The QGIS time manager extension approach is a bit brute force, because each individual measurement at a station at a given time is one feature (row in the table), i.e. a time series at station X with hourly resolution for a day (24 values) entails 24 different features with the same station id and the corresponding coordinates but different times. As of now this 1:n relationship can only be realized by importing a CSV file with the according structure. 

(At least I was not able to generate the required view on a 1:n relationship by merging a point vector layer with precipitation station locations and an imported CSV time series table.)

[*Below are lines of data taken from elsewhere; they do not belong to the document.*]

PR #251, opened 2020-03-04
Added valid CMake for ForeignTypes example

ShivKushwah:


Src/Samples/ForeignTypes/CMakeLists.txt
```diff
@@ -0,0 +1,24 @@
...
+set(projectName ForeignTypes)
+find_package (Threads)
+add_definitions(-DPRT_PLAT_LINUXUSER)
+include_directories(~/Documents/P/Bld/Drops/Prt/include)
+add_executable(foreign_types
+	ForeignStringType.c
+	ForeignStringType.h
+	ForeignTypesImpl.c
+	Main.c
+	${CMAKE_SOURCE_DIR}/../../../../P/Bld/Drops/Prt/include/ext_compat.h
```
ankushdesai: Instead of adding these files, can we do something like add_directory?

ShivKushwah:
Made the necessary changes @ankushdesai !

PR #261, opened 2020-07-27
CompilerCore build: Use "java" in $PATH instead of hard-coding to /usr/bin/java

KelvinLi2020:
Not all users install Java into /usr/bin/java, but we can expect it to be available in the PATH variable.


ankushdesai:
I have not come across anyone complaining about this. Hence, I would not like to change it and closing the issue for now.

PR #268, opened 2020-10-30
Add P icon and project metadata to settings

zeynepsu:
This will enable us to publish on nuget.
Version is hard coded for now, will be controlled by a workflow soon.


ankushdesai (changes requested):
This change only packs the P compiler into the package. Lets create a separate package for CSharpRuntime so that programmers can just include it as nuget package to get access to the runtime when compiling the generated C# code. Thanks!

ankushdesai (changes requested):
This is great @zeynepsu , one final request, can you please update the `csproj` files in the Tutorials folder to use these nuget packages instead of hard-coded project paths as references.

Thanks!

ankushdesai (approved):
Thanks @zeynepsu. This looks great!
It would be great to auto upload the packages!

PR #274, opened 2020-11-07
Separate build and test Github workflows

zeynepsu:
Separate each OS into its own Github build and test workflow.


ankushdesai (approved):
Thanks!

ankushdesai (changes requested):
Can you please change the name of each workflow to something like: `CI on Windows`, CI on Mac` and `CI on Ubuntu`.

Also, add badges for these workflows in the ReadMe.

ankushdesai (approved):

PR #288, opened 2020-11-23
Implement java runtime lib for P datatypes.

yzhang90:


ankushdesai (changes requested):
I had two minor cosmetic changes:
1) rename the package to `p.runtime.values`
2) move all the implementation of values into a folder `values`
3) replace all `Prt` to `P`, for example lets call all `PrtSet` as `PSet`

ankushdesai (changes requested):
Would it be possible to build this runtime into a java library or module?
And then reference it along with rvm library for monitoring the implementation?

yzhang90:
> Would it be possible to build this runtime into a java library or module?
> And then reference it along with rvm library for monitoring the implementation?

Do you mean build them as a jar file?

virgil-serbanuta:
> Would it be possible to build this runtime into a java library or module?
> And then reference it along with rvm library for monitoring the implementation?

The answer is, most likely, "yes", but I'm not sure what you mean.

* Do you mean that we should use a different package, e.g. com.runtimeverification.p.runtime? The word "module" seems to suggest that, but the rest of the question seems to suggest that this is not the right interpretation.
* Do you mean that we should package the runtime in a jar? The word "library" seems to suggest that. If so, then there are several ways of doing it:
+ Do you mean that the P repository should only contain a jar file, which would contain only the compiled code? If yes, then we would probably need a separate repository for the source code.
+ Do you mean that the P repository should contain a jar with both the compiled code and the source code? If yes, then we could solve the problem without a separate repository, but it would make it a bit cumbersome to develop/fix stuff.
+ Do you mean that we should have the runtime source code as we have it right now, but that we should have a separate build step in which we pack it into a jar? If so, we could either add the jar to the repository, or we could compile+use it directly.
+ Do you mean that we should move the runtime to a new repository, and have a compilation step which produces a jar, which is then used by our tests/whatever?
+ Any other combination of the above?

virgil-serbanuta:
> I had two minor cosmetic changes:
> 
> 1. rename the package to `p.runtime.values`

FWIW, Java packages should start with domain names in reverse. Choosing which domain to use depends on who owns the code. E.g. if Microsoft "owns" P, then, since Microsoft also owns the microsoft.com domain, then we can use the com.microsoft.p.runtime package. See https://docs.oracle.com/javase/tutorial/java/package/namingpkgs.html

That's just a convention, but it's a useful one since it makes sure that, if there are any clashes between package names, the same company owns both packages, so it can solve the issue.

ankushdesai:
> > I had two minor cosmetic changes:
> > 
> > 1. rename the package to `p.runtime.values`
> 
> FWIW, Java packages should start with domain names in reverse. Choosing which domain to use depends on who owns the code. E.g. if Microsoft "owns" P, then, since Microsoft also owns the microsoft.com domain, then we can use the com.microsoft.p.runtime package. See https://docs.oracle.com/javase/tutorial/java/package/namingpkgs.html
> 
> That's just a convention, but it's a useful one since it makes sure that, if there are any clashes between package names, the same company owns both packages, so it can solve the issue.

hey, thanks! But P is not owned by Microsoft or Amazon, so would like to avoid this convention. But I do agree with you.

ankushdesai:
> > Would it be possible to build this runtime into a java library or module?
> > And then reference it along with rvm library for monitoring the implementation?
> 
> Do you mean build them as a jar file?

Yes.

ankushdesai:
> > Would it be possible to build this runtime into a java library or module?
> > And then reference it along with rvm library for monitoring the implementation?
> 
> The answer is, most likely, "yes", but I'm not sure what you mean.
> 
> * Do you mean that we should use a different package, e.g. com.runtimeverification.p.runtime? The word "module" seems to suggest that, but the rest of the question seems to suggest that this is not the right interpretation.
> * Do you mean that we should package the runtime in a jar? The word "library" seems to suggest that. If so, then there are several ways of doing it:
> 
> * Do you mean that the P repository should only contain a jar file, which would contain only the compiled code? If yes, then we would probably need a separate repository for the source code.
> * Do you mean that the P repository should contain a jar with both the compiled code and the source code? If yes, then we could solve the problem without a separate repository, but it would make it a bit cumbersome to develop/fix stuff.
> * Do you mean that we should have the runtime source code as we have it right now, but that we should have a separate build step in which we pack it into a jar? If so, we could either add the jar to the repository, or we could compile+use it directly.
> * Do you mean that we should move the runtime to a new repository, and have a compilation step which produces a jar, which is then used by our tests/whatever?
> * Any other combination of the above?

Apologies for the confusion as I am not very used to the java terminology, what I meant was: 
1) Build the runtime into a jar and put it into the Drops folder each time P is built.
2) Use this jar file for compilation of the generated code and running the regressions.
3) No need to create a separate repository, I would prefer keeping all the P code (both compiler and runtime into a single repo).

Hope this helps! Thanks!

virgil-serbanuta:
> > > Would it be possible to build this runtime into a java library or module?
> > > And then reference it along with rvm library for monitoring the implementation?
> > 
> > 
> > The answer is, most likely, "yes", but I'm not sure what you mean.
> > 
> > * Do you mean that we should use a different package, e.g. com.runtimeverification.p.runtime? The word "module" seems to suggest that, but the rest of the question seems to suggest that this is not the right interpretation.
> > * Do you mean that we should package the runtime in a jar? The word "library" seems to suggest that. If so, then there are several ways of doing it:
> > * Do you mean that the P repository should only contain a jar file, which would contain only the compiled code? If yes, then we would probably need a separate repository for the source code.
> > * Do you mean that the P repository should contain a jar with both the compiled code and the source code? If yes, then we could solve the problem without a separate repository, but it would make it a bit cumbersome to develop/fix stuff.
> > * Do you mean that we should have the runtime source code as we have it right now, but that we should have a separate build step in which we pack it into a jar? If so, we could either add the jar to the repository, or we could compile+use it directly.
> > * Do you mean that we should move the runtime to a new repository, and have a compilation step which produces a jar, which is then used by our tests/whatever?
> > * Any other combination of the above?
> 
> Apologies for the confusion as I am not very used to the java terminology, what I meant was:
> 
> 1. Build the runtime into a jar and put it into the Drops folder each time P is built.
> 2. Use this jar file for compilation of the generated code and running the regressions.
> 3. No need to create a separate repository, I would prefer keeping all the P code (both compiler and runtime into a single repo).
> 
> Hope this helps! Thanks!

Thanks, it does help!

I see two options of doing this - we could change the `Bld/build.sh` file to also build this jar. This should be easy enough, but it would not be portable. The other option would be to convince `dotnet build` to run the command to build the jar for us, but last time I looked into this I couldn't figure out how to do it. I could look into this again, but it may take a while, so I thought I'd ask for your opinion first.

ankushdesai:
> > > > Would it be possible to build this runtime into a java library or module?
> > > > And then reference it along with rvm library for monitoring the implementation?
> > > 
> > > 
> > > The answer is, most likely, "yes", but I'm not sure what you mean.
> > > 
> > > * Do you mean that we should use a different package, e.g. com.runtimeverification.p.runtime? The word "module" seems to suggest that, but the rest of the question seems to suggest that this is not the right interpretation.
> > > * Do you mean that we should package the runtime in a jar? The word "library" seems to suggest that. If so, then there are several ways of doing it:
> > > * Do you mean that the P repository should only contain a jar file, which would contain only the compiled code? If yes, then we would probably need a separate repository for the source code.
> > > * Do you mean that the P repository should contain a jar with both the compiled code and the source code? If yes, then we could solve the problem without a separate repository, but it would make it a bit cumbersome to develop/fix stuff.
> > > * Do you mean that we should have the runtime source code as we have it right now, but that we should have a separate build step in which we pack it into a jar? If so, we could either add the jar to the repository, or we could compile+use it directly.
> > > * Do you mean that we should move the runtime to a new repository, and have a compilation step which produces a jar, which is then used by our tests/whatever?
> > > * Any other combination of the above?
> > 
> > 
> > Apologies for the confusion as I am not very used to the java terminology, what I meant was:
> > 
> > 1. Build the runtime into a jar and put it into the Drops folder each time P is built.
> > 2. Use this jar file for compilation of the generated code and running the regressions.
> > 3. No need to create a separate repository, I would prefer keeping all the P code (both compiler and runtime into a single repo).
> > 
> > Hope this helps! Thanks!
> 
> Thanks, it does help!
> 
> I see two options of doing this - we could change the `Bld/build.sh` file to also build this jar. This should be easy enough, but it would not be portable. The other option would be to convince `dotnet build` to run the command to build the jar for us, but last time I looked into this I couldn't figure out how to do it. I could look into this again, but it may take a while, so I thought I'd ask for your opinion first.

How about making the runtime project a maven project and compiling it through build.sh. 
I didn't completely understand, why it wont be cross platform. For windows we can do build.ps1?

virgil-serbanuta:
> > 
> > Thanks, it does help!
> > I see two options of doing this - we could change the `Bld/build.sh` file to also build this jar. This should be easy enough, but it would not be portable. The other option would be to convince `dotnet build` to run the command to build the jar for us, but last time I looked into this I couldn't figure out how to do it. I could look into this again, but it may take a while, so I thought I'd ask for your opinion first.
> 
> How about making the runtime project a maven project and compiling it through build.sh.
> I didn't completely understand, why it wont be cross platform. For windows we can do build.ps1?

Oh, I didn't notice that the project also had a Windows script, thanks.

virgil-serbanuta:
> 
> How about making the runtime project a maven project and compiling it through build.sh.
> I didn't completely understand, why it wont be cross platform. For windows we can do build.ps1?

Done.

Is there a good `com.name` or `org.name` prefix that I could use for the packages?

virgil-serbanuta:
I added one more change, to install the runtime package in the local Maven repository.

Bld/build.ps1
```diff
@@ -6,6 +6,13 @@ git submodule update --init --recursive
 
 # Run the build! :D
 dotnet build -c Release
+
+pushd Src/PRuntimes/RvmRuntime
+mvn install
+popd
+
+Copy-Item -Path "Src/PRuntimes/RvmRuntime/target/*.jar" -Destination "Bld/Drops"
```
ankushdesai, line 14: Can we please put it in `Bld/Drops/RVM`? for all platforms.

ankushdesai (dismissed):
Please address the one comment, I am approving the request otherwise.

Bld/build.ps1
yzhang90: I updated the both build scripts. But I only test the build.sh. I don't have a windows machine to test the build.ps1. please double check the script.

ankushdesai: We can check that the scripts work on windows when we add Github actions for running the RVM regressions.

ankushdesai (approved):
Approved the request. When you create the pull request for adding regressions, I would request you to add a github action to run the RVM regression and also a corresponding separate badge.

PR #3070, opened 2026-07-07
feat(ui): redesign recipient field hover card

ephraimduncan:
Redesigns the popover shown when hovering a recipient field avatar in the envelope view.

- Field-first hierarchy: header shows field-type icon + "{Type} field" with inline status (Signed/Pending/Read Only) as a colored dot + label
- Recipient (name/email) moved to a recessed footer well as secondary context
- Hide-field action moved from floating over the text to a ghost icon button in the footer well
- Added a `FieldType` → icon map mirroring `field-selector.tsx`

## Screenshots

| Before | After |
| --- | --- |
| Previous hover tooltip: centered badge, title and recipient text | New hover card: field-first header with status, recipient footer well |


catalinpit (approved):
I like the new change, nice!

PR #3076, opened 2026-07-07
feat: redesign api tokens settings page

ephraimduncan:
# Redesign API tokens settings page

Aligns the API tokens settings page with the webhooks settings pattern.

## Changes

- Token creation moves from an inline form into a **dialog** triggered from the settings header. On success the dialog swaps to a reveal state showing the token in a read-only mono input with an inline copy button.
- The "Never expire" switch is folded into the expiration select as a **Never** option (default: 3 months — previously an untouched select silently created a never-expiring token).
- The token list is now a **data table** (Name / Created / Expires / Actions) with skeleton, empty, and error states. Expired tokens get a destructive badge; non-expiring tokens show "Never".
- The delete confirmation dialog footer and copy now match the other confirm dialogs (right-aligned natural-width buttons, "Delete" instead of "I'm sure! Delete it").
- Removed the now-unused `forms/token.tsx`.

## Before / After

| Before | After |
| --- | --- |
| before | after |

### Create token dialog

create dialog

### Token reveal

reveal dialog

### Delete confirmation

delete dialog

## Testing

- Exercised the full flow against the local dev server: create (including empty-name validation), token reveal + copy, table refresh, and delete confirmation.
- `npx tsc --noEmit -p apps/remix` and Biome clean.


apps/remix/app/routes/_authenticated+/t.$teamUrl+/settings.tokens.tsx
```diff
@@ -18,33 +22,88 @@ export function meta() {
...
+
+  const {
+    data: tokens,
+    isLoading,
+    isError,
+  } = trpc.apiToken.getMany.useQuery(undefined, {
+    enabled: !isUnauthorized,
+  });
+
+  const columns = useMemo(() => {
```
catalinpit, line 39: I'd say we should add a `last used` property to make it easier to see unused tokens. What do you think?

dguyen (approved):

PR #3081, opened 2026-07-08
fix: increase global API rate limits to 1000/min

Mythie:


dguyen (approved):

dguyen:
trpc should still stay on 100 imo

Mythie:
Yeah agree

Issue #3038, opened 2026-06-26
Document completion emails fail all recipients on one sendMail error


xuezhaolan:
### Problem

The `send.document.completed.emails` job sends completion emails with `Promise.all(...)` over every recipient. If one `emailTransport.sendMail(...)` call rejects, the entire job rejects immediately and later recipients are never processed.

That means a single bad recipient address, transient SMTP failure, or transport error can stop completion emails for unrelated recipients even though the document is already sealed and completed.

### Why this matters

Documenso already treats some adjacent completion side effects as independent:
- the completion webhook is triggered before the email job is queued
- CC recipients who exceed quota are skipped so other recipients can still be processed

But the main recipient completion-email fan-out still fails closed for the whole batch.

### Current code path

`packages/lib/jobs/definitions/emails/send-document-completed-emails.handler.ts`

The job currently does:

```ts
await Promise.all(
  recipientsToNotify.map(async (recipient) => {
    await emailTransport.sendMail(...)
    await prisma.documentAuditLog.create(...)
  }),
);
```

### Suggested fix

Switch the recipient fan-out to `Promise.allSettled(...)` (or equivalent per-recipient isolation), preserve successful sends/audit logs, and only surface a failure if **every** recipient send failed.

That would align completion-email behavior with the partial-success handling already added for reminder resends.

### Acceptance criteria

- one recipient send failure does not prevent other recipients from receiving completion emails
- successful sends still create their audit logs
- if all recipient sends fail, the job still reports a failure
- regression test covers partial success vs total failure

### Notes

I already checked that there is no open PR for this specific failure mode.

shivv-byri:
Hi! I'd like to work on this issue.

From my understanding, the problem is that if sending the completion email fails for one recipient, the entire email sending process stops. My plan is to investigate the email dispatch logic, isolate failures (e.g., using proper error handling or `Promise.allSettled()` where appropriate), and ensure successful recipients still receive their emails while logging failed deliveries.

If no one else is currently working on this, I'd be happy to take it. Thanks!

Rehansanjay:
Cross-linking this with #3190, because the two together constrain the fix more than either does on its own.

#3190 documents that this handler has no per-recipient idempotency: a rejection fails the whole job, the job replays **from the first recipient** (`maxRetries = 3`), and the recipients who already received the signed contract get it again — up to four times.

[...]

PR #3082, opened 2026-07-08
fix: use Promise.allSettled for completion emails to prevent total fa…

Rehansanjay:
…ilure on single error (#3038)

## Changes Made

- Change 1
- Change 2
- ...

## Testing Performed

- ...

## Checklist

### DIFF
--- a/packages/lib/jobs/definitions/emails/send-document-completed-emails.handler.ts
+++ b/packages/lib/jobs/definitions/emails/send-document-completed-emails.handler.ts
@@ -177,7 +177,7 @@ export const run = async ({ payload, io }: { payload: TSendDocumentCompletedEmai
 
   const recipientsToNotify = envelope.recipients.filter((recipient) => isRecipientEmailValidForSending(recipient));
 
-  await Promise.all(
+  const results = await Promise.allSettled(
     recipientsToNotify.map(async (recipient) => {
       // A CC recipient never asked to be part of this document, so their completion
       // email is effectively unsolicited. Meter it against the organisation email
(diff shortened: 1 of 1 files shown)


Mythie:

https://documen.so/cla

Rehansanjay:
> 
> https://documen.so/cla

i fill out the form mate is there any forums or something related to contributing to documenso out there if yes tell me i will learn that before contributing :)

Rehansanjay:
Following up — this one has been quiet since July.

**On the CLA:** @Mythie I filled in the form at documen.so/cla back on 8 July. If it didn't register against this account, let me know what you need and I'll redo it.

**What the change does**, since it's small enough to read in one sitting: `send-document-completed-emails.handler.ts` sent the completion emails under `Promise.all`, so the first rejection abandoned every remaining recipient. One bad address or a transient SMTP error, and the rest of that document's recipients silently got nothing.

It now uses `Promise.allSettled` and splits the two failure cases deliberately:

- **all** recipients failed — throw, so the job still surfaces and retries exactly as it did before
- **some** failed — log each one with the `envelopeId` and let the successful sends stand, rather than discarding good sends on a retry

+17/-1 in a single file, and all checks are green.

Happy to adjust either half of that: add a test, or make the partial-failure path do something other than log — count it, re-queue just the failed recipients, whatever fits how you'd rather see it handled.

Rehansanjay:
Closing this myself, for two reasons.

The first is policy: `CONTRIBUTING.md` now states that Documenso no longer accepts external pull requests and asks for detailed issues instead. Leaving this open just adds to a queue that is closed by design.

The second is that I no longer think the patch is right, and that matters more. In [#3038](https://github.com/documenso/documenso/issues/3038) I cross-linked [#3190](https://github.com/documenso/documenso/issues/3190): this handler has no per-recipient idempotency, and the job replays from the *first* recipient on failure with `maxRetries = 3`. So swapping `Promise.all` for `Promise.allSettled` does stop one bad address blocking the rest, but it forces the partial-failure branch into a choice where both answers are wrong without a per-recipient marker — rethrow and the recipients who already received the signed document get it again, up to four times; swallow and a genuinely undelivered completion email disappears with only a log line. This PR takes the second option. That is a real behaviour change to sold-document delivery, and it should not land on the strength of a three-line diff from someone outside the team.

The analysis lives on #3038, which is where Documenso has asked for it. @shivv-byri claimed that issue in June — the idempotency constraint is the part worth knowing before implementing it.

No action needed here; the issue is the contribution.

PR #3083, opened 2026-07-08
fix: auto-fit inserted field text so v2 sealing never clips values

reeseherber:
## Summary

FS-162157 (Zandra Craig): sealed contracts showed only the recipient's first name in NAME fields. The DB stored the full value (`customText = "Amanda Haydon"`) but the sealed PDF rendered `Amanda`; the DATE field on the same contract dropped its trailing ` PM`.

**Root cause:** internalVersion=2 envelopes seal fields through the Konva canvas overlay (`insertFieldInPDFV2`). `upsertFieldText` painted `customText` at the configured font size (typically 12) into a fixed-size `Konva.Text` with `wrap: 'word'` — Konva silently drops wrapped lines that exceed the fixed height. The v1 pdf-lib path scales text to fit, and typed signatures already auto-fit, so generic text fields were the only lossy path.

**Fix:** when a real value is rendered (inserted, or readOnly-prefill), shrink the font via `fitFontSize` (floor `MIN_STANDARD_FONT_SIZE = 8`) using a probe that mirrors the painted node's `wrap`/`lineHeight`/`letterSpacing`/font family, per the explicit-measurer gotcha. Placeholder/label rendering is untouched.

**Blast radius on prod (estimate):** ~647 completed envelopes with clipped DATE fields and ~89 with clipped NAME fields since 2026-04-01 go-live. Per Reese: no re-sealing — fix forward only. DB data was never lost.

## Verification

- New repro test `render-generic-text-field.test.ts` with the exact prod field dimensions — failed with exactly `"Amanda"` before the fix, green after (24/24 in the field-renderer suite).
- Exercised the real `insertFieldInPDFV2` seal path with the prod field rows: overlay PDF now contains `Amanda Haydon` and `2026-07-06 04:45 PM` in full, inside the field boxes.
- Adversarial review: 3 lenses (mode/field-type regressions, measurement fidelity, production-fit) — all approve; the one nit (duplicated width expression) is fixed.

FS-162157


reeseherber:
Opened against the wrong base repository — this belongs on a downstream fork. Apologies for the noise.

The final data format is a concatenation of time series together with geographic location in 2D (e.g. lat, lon). The required data format looks principly like this:


| station_id |        name        |   lat   |   lon  |        meas_time       | prec_rate |
|:----------:|:------------------:|:-------:|:------:|:----------------------:|:---------:|
|        ... | ...                |     ... |    ... |                    ... |       ... |
|       1595 | Gelsenkirchen-Buer | 51.5762 | 7.0652 | 2018-12-07T08:00:00UTC |       1.5 |
|       1595 | Gelsenkirchen-Buer | 51.5762 | 7.0652 | 2018-12-07T09:00:00UTC |       1.7 |
|       1595 | Gelsenkirchen-Buer | 51.5762 | 7.0652 | 2018-12-07T10:00:00UTC |       0.1 |
|        ... | ...                |     ... |    ... |                    ... |       ... |
|      13670 | Duisburg-Baerl     | 51.5088 | 6.7018 | 2018-12-07T08:00:00UTC |       0.8 |
|      13670 | Duisburg-Baerl     | 51.5088 | 6.7018 | 2018-12-07T09:00:00UTC |       0.4 |
|      13670 | Duisburg-Baerl     | 51.5088 | 6.7018 | 2018-12-07T10:00:00UTC |       0.0 |
|        ... | ...                |     ... |    ... |                    ... |       ... |


(Table generated with https://www.tablesgenerator.com/markdown_tables)

To achieve this the precipitation time series (station_id, meas_time, prec_rate) have to be merged with the station metadata (station_id, lat, lon) coming from the a CSV file generated in an earlier activity. We use Pandas to read, join and append the data to generate the final CSV file to be imported as a point layer to QGIS. 

This final data format is far from being optimal because of large size and highly redundant information. This is a challenge for QGIS which loses responsiveness with large data. To jsut show the principle it is advisable to limit to size of the problem. 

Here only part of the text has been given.